Maybe part of the problem is that the concept of equality is lost on male filmmakers.
Linguist Deborah Tannen says that, generally speaking, women and men express themselves in different ways, with different end goals for their communication. (Yes, it’s a generalization, but I’ll explain shortly why this doesn’t matter.) According to Tannen, women prefer bonding as equals and define situations by whether or not they’re accepted; men see everything in terms of hierarchy, and define situations by whether or not they’re “one up” on the other party.
As applied to real life, Tannen’s theories are debatable, and meant to be. I think she is correct at least in noting that some people define life as a struggle for equality, and others define it as a struggle for one-upsmanship. As Tannen notes, in real life, some people communicate more like their opposite gender; others generally communicate like their own gender, but frequently switch over to the other gender’s style; and probably the most successful people in fields such as sales have mastered a variety of approaches, and also learned to read whether their audience is interpreting the situation according to equality or hierarchy.
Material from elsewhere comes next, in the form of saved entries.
PR #4225, opened 2026-02-09
Feat: 911 regulatory values overrides in compliance summary

pbastia:
Work done:

#### 2. industrial process calculations now take in account biogenic emission split

- a method to retrieve this split from the activity form (pending [#cas-reporting/965](https://github.com/bcgov/cas-reporting/issues/965))
- update to the calculations to include the split in the emissions overlap between industrial process and excluded biomass
   
#### 3. a new table to store Naics regulatory overrides

- migrations
- and some logic to retrieve the override or default to the industry regulatory values
    
#### 4. Tests

### DIFF
--- a/bc_obps/reporting/schema/compliance_data.py
+++ b/bc_obps/reporting/schema/compliance_data.py
@@ -1,12 +1,13 @@
-from typing import List, Optional
+import dataclasses
+from typing import List
 from ninja import Schema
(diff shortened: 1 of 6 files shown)


ayeshmcg (approved):
@pbastia  
LGTM
I tested the Compliance Summary page, and both RF and TR appear correctly under all products.
Note: There are some SonarQube failures.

But forget reality for a moment: Tannen’s generalized approach, meant to spark thought and debate in real life, is unfortunately bang-on when it comes to film and tv. On film and tv, women almost exclusively look for acceptance and equality, while men look to outdo each other. I’m thinking this could explain why female characters who start out strong, start out as determined to prove their merit as any man, end up just wanting to be loved by a big, strong man after a while: filmmakers are assuming that it’s unnatural for women to actually want to be one-up, so their idea of “character development” is when the woman realizes she really wants to be accepted by a man, not one-up on him. You see what’s missing from this equation? The possibility of equality. The possibility that the woman just wants to be held in equal regard to the man.
I know that individual viewers and filmmakers think well outside the box, outside the stereotypes of gender they’ve grown up with. But by and large, male viewers do seem to think like the stereotype, and so do a lot of male filmmakers. Take any scene where a woman gets on a soapbox and rants hysterically about feminism and how she deserves this, and men are stupid for seeing her as blah blah, and you think to yourself, “Hell, I wouldn’t listen to this idiot, either. Put a real woman on there!” I firmly believe that this is what most men hear when a woman says something reasonable, like “I have the the same years of experience and exactly the same degree he has, plus I worked in the Peace Corps for two years; why is he getting the job instead of me?” If a man asked this very same question in regards to his own employment, it would be perfectly reasonable – boys are taught to boast their accomplishments. It’s necessary for them to achieve status in the hierarchy. But from childhood on, females are punished for “bragging” if they make exactly the same statements. So when most men hear a woman making that point, it never occurs to them that she’s looking for equal treatment. She has to be looking to one-up a man, and that’s unacceptable. He doesn’t question why he thinks it’s unacceptable; the fact is, he’s been brainwashed along with everyone else. And this is not just a “men” problem: a lot of women also take issue with a woman who recounts her own accomplishments or abilities, or asserts that she deserves something she’s earned. She’s being uppity or demanding, or a prima dona, and needs to be taken down a peg.
When you present women characters in this way, it’s no wonder male viewers can’t relate to them: neither can I! But the solution is simple: look around at real people. If the classifications for film characters are:
- Seeking acceptance from you
- Seeking to be one-up on you
and the classifications for their approaches to their goals are:
- Using indirectness and trying to make others comfortable
- Being direct and not particularly caring who’s comfortable
… Film and TV have relegated the first classification in each group to women, and the second to men. Strictly. With very few exceptions. But look around you – the goals and methods are far more complex and interesting. How many people do you know who use indirectness and attempts to make you comfortable as a way to get one-up on you? Maybe to learn secrets they can use against you? I’ve known both women and men who do that. And how many people are direct, but sensitive to others’ discomfort, saying such things as “I’m sorry if that hurts you, but it’s what I believe”? And how many people use direct approaches because they feel it’s more honest, but really don’t give a flip who’s on top or bottom?
I have to wonder what the mixed approach would yield, and if male viewers could handle it.